Why Parallel with Patterns?

Given a problem, we want to think at a higher level instead of low-level implementation details. These high-level structures work as the building blocks to assemble the solutions to complex problems. Parallel patterns tell us what to compute, not how to compute. The idea is

• Focusing on ligh-level structures and patterns
• Higher level patterns are built from more fundamental patterns
• Let the programmers worry about how to implement the patters

Reduce

Many parallel threads need to generate a single result

• order doesn’t matter to the result
• associative operator (+, *, min/max, AND/OR, …)

Assuming the size of array to be $N$

• Reduction takes $\log(N)$ steps to complete. Step $i$ does $N/2^i$ independent operations. Each step is done inparallel, the overall complexity is $O(\log(N))$.
• The number of total operations done is $\sum_{i=1}^{\log(N)} 2^{N-i} = N-1 = O(N)$. Parallel reduction does not do more opeartions than the sequential one. It is efficient.
• Typically, given a large array, we do sequential reduction on each processor first, then do in parallel. Given $p$ processors, the time complexity is $O(\frac{N}{p} + log(p))$.

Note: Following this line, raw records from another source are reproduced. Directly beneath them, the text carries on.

PR #9540, opened 2023-07-27
Fix ScopesInspector performance

hbenl:
All I had to do was prefetch the scope values *and move the Suspense boundary inside the Expandable*.
¯\\\_(ツ)\_/¯


packages/replay-next/components/inspector/ScopesInspector.tsx
```diff
@@ -23,23 +25,49 @@ export default function ScopesInspector({
...
+  protocolValues: NamedValue[];
+}) {
+  const client = useContext(ReplayClientContext);
+  suspendInParallel(
+    ...protocolValues.map(value => () => {
+      if (value.object) {
+        objectCache.read(client, pauseId, value.object, "full");
+      }
+    })
+  );
```
bvaughn, line 58: This change baffles me 🤔

The `KeyValueRenderer` and `Value` components which eventually render inside of the `Inspector` should also call `objectCache.read` with either `"full"` or `"canOverflow"` so...I'm not sure why this change would have any impact.

This bit looks a bit sketchy to me:

https://github.com/replayio/devtools/blob/606849734dca3a441b128a908adf1e400ff0a39c/packages/replay-next/components/inspector/ValueRenderer.tsx#L81-L86

`getCachedObject` might return a cached value for `"canOverflow"` or `"none"` even though the `noOverflow` value may not allow that. Given the way our caches work, I _think_ we should remove that `getCachedObject` method entirely and just ask the cache for the type of value we want.

I'm curious if that change would make this one unnecessary? How easily can you repro the original freezing bug?

packages/replay-next/components/inspector/ScopesInspector.tsx
```diff
@@ -23,23 +25,49 @@ export default function ScopesInspector({
...
-      </Suspense>
+      <Expandable
+        className={styles.Expandable}
+        defaultOpen={expandByDefault}
+        header={name}
+        persistenceKey={path}
+      >
+        <Suspense fallback="Loading...">
+          <ScopesInspectorChildren path={path} pauseId={pauseId} protocolValues={protocolValues} />
+        </Suspense>
```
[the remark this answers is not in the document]
hbenl: Actually after some more experimentation I found that this isn't necessary to fix the performance. But previously I had placed the prefetching in `ScopesInspector` and in that case moving the `Suspense` boundary inside the `Expandable` fixed the performance (which I found super baffling).
So while this isn't necessary for performance I want to keep it because the `Expandable` shouldn't disappear while its children are loading.

packages/replay-next/components/inspector/ScopesInspector.tsx
hbenl: By prefetching here we don't try to render the children until the data has arrived, this prevents the overrendering of the children that we were seeing.

> This bit looks a bit sketchy to me: [...]

Agreed, I want to remove that `getCachedObject` call.

> I'm curious if that change would make this one unnecessary?

I just tried and instead of making this change unnecessary it undoes the performance gains of this change :open_mouth:
I'll investigate some more, perhaps I find something that lets me finally understand this issue. 

> How easily can you repro the original freezing bug?

That's easy: go to http://localhost:8080/recording/react-app--cf8417fc-8c82-42df-8c56-94356a172522?point=324518553672943161447660830851097&time=239 and open the bottom scope. For me it takes more than 5 seconds without this fix.

hbenl: So the `ValueRenderer` uses other renderers, some of which (like `ArrayRenderer`) use `ValueRenderer` for properties of the scope values. Those haven't been prefetched but have been cached without a preview, so when I remove the `getCachedObject` call, the `ValueRenderer` suspends for those properties and then we run into the overrendering issue again.
In other words: it's not enough to prefetch the scope values, we'd also have to prefetch the properties of some of those scope values...

packages/replay-next/components/inspector/ScopesInspector.tsx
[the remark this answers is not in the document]
bvaughn: > I want to keep it because the `Expandable` shouldn't disappear while its children are loading.

Yeah, I agree.

packages/replay-next/components/inspector/ScopesInspector.tsx
bvaughn: Thanks for explaining. I think I understand what's going on better now. Essentially it's like a "waterfall" where we fetch 5 things, then those 5 things cause us to fetch 25 more things– and in between, we're rendering and suspending and rendering and suspending. That's definitely not optimal. Changing so that we _suspend_ here to fetch the data before rendering further batches it up so we don't do all of the incremental rendering in between.

bvaughn (approved):
I feel really good about this change after discussing it.

The only thing I'd ask is that we add an inline comment above where we call `suspendInParallel` to explain why we're doing it.

PR #9553, opened 2023-07-31
Fix should-render-getters-and-setters-correctly snapshot test

hbenl:


hbenl:
This attempt to fix the test failed.

PR #9577, opened 2023-08-02
Better processing copy

jonbell-lot23:
image

I'm pretty excited about this. It's just a little bit of copy, but despite no progress bar, percentage indicator, or time estimate, it still helps users understand why things may be taking longer than they'd expect.

This only shows for "processing" flows. Our standard loading flows will still look the same.

### DIFF
--- a/src/ui/components/shared/LoadingScreen.tsx
+++ b/src/ui/components/shared/LoadingScreen.tsx
@@ -48,17 +48,21 @@ function LoadingScreen({
   uploading,
   awaitingSourcemaps,
   message,
-}: PropsFromRedux & { message: string }) {
+  additionalInfo,
+}: PropsFromRedux & { message: string; additionalInfo: string }) {
   const waitingForMessage =
     awaitingSourcemaps || uploading ? (
       <span>Uploading {Math.round(uploading?.amount ? Number(uploading.amount) : 0)}Mb</span>
     ) : (
-      <span dangerouslySetInnerHTML={{ __html: message }}></span>
+      <>
+        <div className={styles.message} dangerouslySetInnerHTML={{ __html: message }} />
+        <div className={styles.additionalInfo}>{additionalInfo}</div>
+      </>
     );
 
   return (
     <LoadingScreenTemplate>
-      <span className={styles.messageWrapper} dangerouslySetInnerHTML={{ __html: message }}></span>
+      <div className={styles.messageWrapper}>{waitingForMessage}</div>
     </LoadingScreenTemplate>
   );
 }
--- a/src/ui/components/shared/LoadingScreen.tsx
+++ b/src/ui/components/shared/LoadingScreen.tsx
@@ -49,14 +49,14 @@ function LoadingScreen({
   awaitingSourcemaps,
   message,
   additionalInfo,
-}: PropsFromRedux & { message: string; additionalInfo: string }) {
+}: PropsFromRedux & { message: string; additionalInfo?: string }) {
   const waitingForMessage =
     awaitingSourcemaps || uploading ? (
       <span>Uploading {Math.round(uploading?.amount ? Number(uploading.amount) : 0)}Mb</span>
     ) : (
       <>
         <div className={styles.message} dangerouslySetInnerHTML={{ __html: message }} />
-        <div className={styles.additionalInfo}>{additionalInfo}</div>
+        {additionalInfo && <div className={styles.additionalInfo}>{additionalInfo}</div>}
       </>
     );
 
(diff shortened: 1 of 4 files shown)


jonbell-lot23:
Addresses https://linear.app/replay/issue/DES-828/slightly-better-processing-text

jasonLaster:
This is an improvement, but I'm also a half measure because awhile could be anything between 30s and 10mins.

Let's land this and aim to do better soon.

src/ui/components/shared/LoadingScreen.tsx
```diff
@@ -48,17 +48,21 @@ function LoadingScreen({
   uploading,
   awaitingSourcemaps,
   message,
-}: PropsFromRedux & { message: string }) {
+  additionalInfo,
+}: PropsFromRedux & { message: string; additionalInfo?: string }) {
   const waitingForMessage =
```
bvaughn, line 53: Was this an intentional change too? It isn't mentioned in the PR, but now we'll be using the "uploading" message again. (Before, we weren't.)

src/ui/hooks/useDynamicLoadingMessage.ts
```diff
@@ -53,6 +53,11 @@ export function useDynamicLoadingMessage(
   stalledTimeout: number
 ) {
   const [message, setMessage] = useState(isProcessed ? initialMessage : "Processing...");
+  const [additionalInfo, setAdditionalInfo] = useState(
+    isProcessed
+      ? ""
+      : "This could take a while, depending on the complexity and length of the replay."
+  );
```
bvaughn, line 60: This does not need to be in state. It's never updated. It's just a value derived from a prop.

bvaughn (commented):
"additional info" is kind of an ambiguous term.

Seems like `primaryMessage` and `secondaryMessage` (or `header` and `subHeader`) would be more semantically meaningful prop names.

src/ui/components/shared/LoadingScreen.tsx
jonbell-lot23: Sorry, I'm not seeing the uploading change you're describing. Looks like the last change on that line was 2 months ago?

jonbell-lot23:
> "additional info" is kind of an ambiguous term.
> 
> Seems like `primaryMessage` and `secondaryMessage` (or `header` and `subHeader`) would be more semantically meaningful prop names.

Changed to message and secondaryMessage.

I've been having semantic debates for over 20 years, and I know sometimes it comes down to personal taste. I don't think noun-integer is always necessarily the most semantically sound approach. I do think message + additionalInfo is appropriate for a dialog, moreso than "header" (it's not a header) or "subheader" (it's not a subheader). But this is a subjective opinion and I'm happy to align.

src/ui/components/shared/LoadingScreen.tsx
bvaughn: I'm referring to the `waitingForMessage` change. Before it was being declared but not referenced:

https://github.com/replayio/devtools/blob/856be645dbbe1a0386d4ab1f05cbfae958837d16/src/ui/components/shared/LoadingScreen.tsx#L47-L64

Now it's being referenced:

https://github.com/replayio/devtools/blob/b26e6b013386998f963c9fec3e103936d206a70b/src/ui/components/shared/LoadingScreen.tsx#L53-L68

bvaughn (approved):
> I don't think hierarchy->noun is always necessarily the most semantically sound approach. I do think message + additionalInfo is appropriate for a dialog, moreso than header or subheader. But this is a subjective opinion, as semantic debates usually are, and I'm happy to align.

I want to try explaining my thinking a bit further so it doesn't seem like it's purely a wording nit.

To me, names like "primary and secondary message" clearly convey their use. (Same with "header and sub header".) I don't even have to look at the component to know that (a) they're strings and (b) how they're likely presented, visually.

"additional info" doesn't even sound like it's necessarily text to me. In JavaScript, a term like "info" is often used to refer to an `Object`. (For example, [React's `componentDidCatch` method](https://react.dev/reference/react/Component#componentdidcatch) accepts and `info` param that's an object.)

In a larger context, not specifically focused on parameters, I agree with you that "additional info" as a term would be synonymous.

jonbell-lot23:
That totally makes sense and I appreciate the explanation!

src/ui/components/shared/LoadingScreen.tsx
jonbell-lot23: Ah ha, I see it now. Yeah, I think I probably removed that in a previous ticket without realising, then re-stitched it back together in this one.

Optimization of parallel reduction on GPU [1].

Scan (Prefix Sum)

Each thread outputs the sum of all elements before it, inclusively or exclusively

• binary associative operator [2]
• done in place

Assuming all data resides in one thread block, a single phase scan

• takes $O(\log(N))$ steps
• in step $i$, each thread works with another thread that is $2^{i-1}$ offset away
• $N-2^{i-1}$ threads participate
• overall complexity $O(\log(N))$

If the data is too large to fit into one thread block, we take a two-phase approach

• on GPU, using $b$ thread blocks, $O(\log(\frac{N}{b}) + \log(b)) = O(\log(N))$:
  • Partition data to $N/b$ thread blocks, each block does parallel scan locally
  • Perform another parallel scan using the last element from each block, which is the sum of all elements within that block
  • Add the corresponding result from the second scan to all elements within each thread block
• on multi-core CPU with $p$ processors [3], $O(\frac{N}{p} + \log(p))$:
  • Partition data to $N/p$ processors, does equential scan locally on each processor
  • Perform parallel scan using the last element from each processor, which is the sum of all elements within that processor
  • Add the result of parallel scan on each processor to each of its local prefix sum

Split, Compact, Expand

• Split: re-order an array with all elements whose key is 1 at the beginning
• Compact: remove null elements
• Expand: each thread has writes to index with variable stride

All these three patterns should answer “where should each thred write its output?” It all dependes on where other threads write. The position where each thread writes can be efficiently calculated with parallel scan [4].

Segmented Scan

Scan only within regions (seperated by Key, size only known on run-time)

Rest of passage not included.